Objective: To analyze the correlation between the concentration of plasma cell free DNA (cfDNA) of patients with lung cancer or esophageal cancer and clinical features, and to assess the coincidence rate of the EGFR/KRAS mutations between the cfDNA and tumor tissue DNA.
Methods: A total of 30 cases lung cancer and esophageal cancer (including 15 lung cancer, 15 esophageal cancer) were enrolled in this study. The tumor tissue and plasma sample of patients were collected. The tumor tissue DNA and plasma cfDNA were extracted. The EGFR/KRAS mutations of the tumor tissue DNA and plasma cfDNA were detected by fluorescence PCR.

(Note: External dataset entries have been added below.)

PR #305, opened 2022-09-16
feat: Ignore "Already filled" revert reason

nicholaspai:
We already ignore expected revert reasons like "relay filled" because the Relayer is expected to run very frequently. Similarly, some dataworker reverts can happen if the dataworker runs quickly relative to its total run time.

The "already claimed" error will occur if the Dataworker executor is running at a
practical cadence of ~10 mins per run, because it takes ~5-7 mins per run, these runs can overlap and execution collisions can occur. These are non critical errors we can ignore to filter out the noise.

This PR also refactors the Multicaller logic a bit. A follow up PR should add tests, see [this issue](https://linear.app/uma/issue/ACX-156/implement-unit-test-for-multicallerclient-class)

### DIFF
--- a/src/clients/MultiCallerClient.ts
+++ b/src/clients/MultiCallerClient.ts
@@ -66,12 +66,12 @@ export class MultiCallerClient {
       // Note: Check for exact revert reason instead of using .includes() to partially match reason string in order
       // to not ignore errors thrown by non-contract reverts. For example, a NodeJS error might result in a reason
       // string that includes more than just the contract revert reason.
-      const canIgnoreRevertReason = (reason: string) => reason === "relay filled" || reason === "Already claimed";
+      const canIgnoreRevertReasons = new Set(["relay filled", "Already claimed"])
       const transactionRevertsToIgnore = _transactionsSucceed.filter(
-        (txn) => !txn.succeed && canIgnoreRevertReason(txn.reason)
+        (txn) => !txn.succeed && canIgnoreRevertReasons.has(txn.reason)
       );
       const transactionRevertsToLog = _transactionsSucceed.filter(
-        (txn) => !txn.succeed && !canIgnoreRevertReason(txn.reason)
+        (txn) => !txn.succeed && !canIgnoreRevertReasons.has(txn.reason)
       );
       if (transactionRevertsToIgnore.length > 0)
         this.logger.debug({
--- a/src/clients/MultiCallerClient.ts
+++ b/src/clients/MultiCallerClient.ts
@@ -63,12 +63,12 @@ export class MultiCallerClient {
       // execution collisions can occur. These are non critical errors we can ignore to filter out the noise.
       // TODO: Figure out less hacky way to reduce these errors rather than ignoring them.
       const canIgnoreRevertReason = (reason: string) => reason === "relay filled" || reason === "Already claimed";
-      const transactionsToIgnore = _transactionsSucceed.filter(
+      const transactionRevertsToIgnore = _transactionsSucceed.filter(
         (txn) => !txn.succeed && canIgnoreRevertReason(txn.reason)
       );
       this.logger.debug({
         at: "MultiCallerClient",
-        message: `Filtering out ${transactionsToIgnore.length} relay transactions that will fail because the relay has already been filled`,
+        message: `Filtering out ${transactionRevertsToIgnore.length} relay transactions that will fail because the relay has already been filled`,
         totalTransactions: _transactionsSucceed.length,
       });
       const transactionsSucceed = _transactionsSucceed.filter(
--- a/src/clients/MultiCallerClient.ts
+++ b/src/clients/MultiCallerClient.ts
@@ -62,41 +62,45 @@ export class MultiCallerClient {
       // practical cadence of ~10 mins per run, because it takes ~5-7 mins per run, these runs can overlap and
       // execution collisions can occur. These are non critical errors we can ignore to filter out the noise.
       // TODO: Figure out less hacky way to reduce these errors rather than ignoring them.
+
+      // Note: Check for exact revert reason instead of using .includes() to partially match reason string in order
+      // to not ignore errors thrown by non-contract reverts. For example, a NodeJS error might result in a reason
+      // string that includes more than just the contract revert reason.
       const canIgnoreRevertReason = (reason: string) => reason === "relay filled" || reason === "Already claimed";
       const transactionRevertsToIgnore = _transactionsSucceed.filter(
         (txn) => !txn.succeed && canIgnoreRevertReason(txn.reason)
       );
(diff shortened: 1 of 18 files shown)


src/clients/MultiCallerClient.ts
```diff
@@ -58,17 +58,21 @@ export class MultiCallerClient {
...
-        message: `Filtering out ${
-          _transactionsSucceed.filter((txn) => !txn.succeed && txn.reason === "relay filled").length
-        } relay transactions that will fail because the relay has already been filled`,
+        message: `Filtering out ${transactionRevertsToIgnore.length} relay transactions that will fail because the relay has already been filled`,
         totalTransactions: _transactionsSucceed.length,
-        relayFilledReverts: _transactionsSucceed.filter((txn) => !txn.succeed && txn.reason === "relay filled").length,
       });
       const transactionsSucceed = _transactionsSucceed.filter(
-        (transaction) => transaction.succeed || transaction.reason !== "relay filled"
+        (transaction) => transaction.succeed || !canIgnoreRevertReason(transaction.reason)
```
nicholaspai, line 75: Can someone double check that this negation is equivalent to previous?

src/clients/MultiCallerClient.ts
```diff
@@ -58,17 +58,21 @@ export class MultiCallerClient {
 
       // Filter out transactions that revert for expected reasons. For example, the "relay filled" error
       // will occur frequently if there are multiple relayers running at the same time because only one relay
-      // can go through. This is a non critical error we can ignore to filter out the noise.
+      // can go through. Similarly, the "already claimed" error will occur if the dataworker executor is running at a
+      // practical cadence of ~10 mins per run, because it takes ~5-7 mins per run, these runs can overlap and
+      // execution collisions can occur. These are non critical errors we can ignore to filter out the noise.
+      // TODO: Figure out less hacky way to reduce these errors rather than ignoring them.
+      const canIgnoreRevertReason = (reason: string) => reason === "relay filled" || reason === "Already claimed";
```
daywiss, line 65: might be a bit more robust to use `reason.includes`

src/clients/MultiCallerClient.ts
daywiss: i think you need && or if you want to be really sure `!(!txn.succeed && canIgnoreRevertReason(txn.reason))`

src/clients/MultiCallerClient.ts
nicholaspai: So I might disagree here because the `reason` is a smart contract revert string, so there is a small chance of that revert reason changing, and if the reason isn't exactly the full revert string, then there's a different issue that might not be caught by `.includes()`. For example, m aybe there's some sort of other provider issue where the revert reason is included but the error is not coming from just calling a smart contract function that will revert

daywiss: ok sounds good

daywiss (approved):

src/clients/MultiCallerClient.ts
nicholaspai: Added a note on this for future dev

src/clients/MultiCallerClient.ts
```diff
@@ -58,41 +58,49 @@ export class MultiCallerClient {
...
-      // can go through. This is a non critical error we can ignore to filter out the noise.
-      this.logger.debug({
-        at: "MultiCallerClient",
-        message: `Filtering out ${
-          _transactionsSucceed.filter((txn) => !txn.succeed && txn.reason === "relay filled").length
-        } relay transactions that will fail because the relay has already been filled`,
-        totalTransactions: _transactionsSucceed.length,
-        relayFilledReverts: _transactionsSucceed.filter((txn) => !txn.succeed && txn.reason === "relay filled").length,
-      });
-      const transactionsSucceed = _transactionsSucceed.filter(
```
nicholaspai, line 70: I refactored this whole code block a bit. Currently, we later filter the `transactionsSucceed` list but I think we can be clearer up front and group transactions that will revert versus those that will succeed before we enter the logger functions

src/clients/MultiCallerClient.ts
nicholaspai: I've actually refactored this whole chunk of code to be more readable PTAL

src/clients/MultiCallerClient.ts
```diff
@@ -58,41 +58,49 @@ export class MultiCallerClient {
...
-        (transaction) => transaction.succeed || transaction.reason !== "relay filled"
+      // can go through. Similarly, the "already claimed" error will occur if the dataworker executor is running at a
+      // practical cadence of ~10 mins per run, because it takes ~5-7 mins per run, these runs can overlap and
+      // execution collisions can occur. These are non critical errors we can ignore to filter out the noise.
+      // TODO: Figure out less hacky way to reduce these errors rather than ignoring them.
+
+      // Note: Check for exact revert reason instead of using .includes() to partially match reason string in order
+      // to not ignore errors thrown by non-contract reverts. For example, a NodeJS error might result in a reason
+      // string that includes more than just the contract revert reason.
+      const canIgnoreRevertReason = (reason: string) => reason === "relay filled" || reason === "Already claimed";
```
mrice32, line 69: nit: if we want this to be easy and clear to add to, we might consider creating a constant Set that we check for inclusion rather than using an if chain.

mrice32 (approved):
LGTM!

src/clients/MultiCallerClient.ts
nicholaspai: great point, implemented. ptal as I've never used a Set before

src/clients/MultiCallerClient.ts
```diff
@@ -58,41 +58,49 @@ export class MultiCallerClient {
...
-        (transaction) => transaction.succeed || transaction.reason !== "relay filled"
+      // can go through. Similarly, the "already claimed" error will occur if the dataworker executor is running at a
+      // practical cadence of ~10 mins per run, because it takes ~5-7 mins per run, these runs can overlap and
+      // execution collisions can occur. These are non critical errors we can ignore to filter out the noise.
+      // TODO: Figure out less hacky way to reduce these errors rather than ignoring them.
+
+      // Note: Check for exact revert reason instead of using .includes() to partially match reason string in order
+      // to not ignore errors thrown by non-contract reverts. For example, a NodeJS error might result in a reason
+      // string that includes more than just the contract revert reason.
+      const canIgnoreRevertReasons = new Set(["relay filled", "Already claimed"]);
```
mrice32, line 69: Usage all looks great! Since it's just a set of constants, I would move it out of the function so it only gets created once.

nicholaspai: done

mrice32 (approved):
LGTM!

Results: The concentration of cfDNA of patients with lung cancer (5.0 ± 1.4) μg/L and esophageal cancer (7.0 ± 0.8) μg/L were positively correlated with tumor size (r = 0.574, P = 0.01). There was no significant correlation between the concentration of cfDNA and TNM stage of tumor, gender, and age of patients. There was no EGFR/KRAS gene mutations in tumor tissue DNA and plasma cfDNA of esophageal cancer. A total of 6 tumor tissue samples of lung cancer patients were detected EGFR mutation, and 1 tumor tissue sample was detected KRAS mutation. Meanwhile, 4 plasma cfDNA samples of lung cancer patients were detected EGFR mutation, and 1 plasma cfDNA sample was detected KRAS mutation.
Conclusion: The concentration of cfDNA of patients with lung cancer and esophageal cancer was positively correlated with tumor burden. There was high coincidence rate of the EGFR/KRAS mutations between the cfDNA and tumor tissue DNA.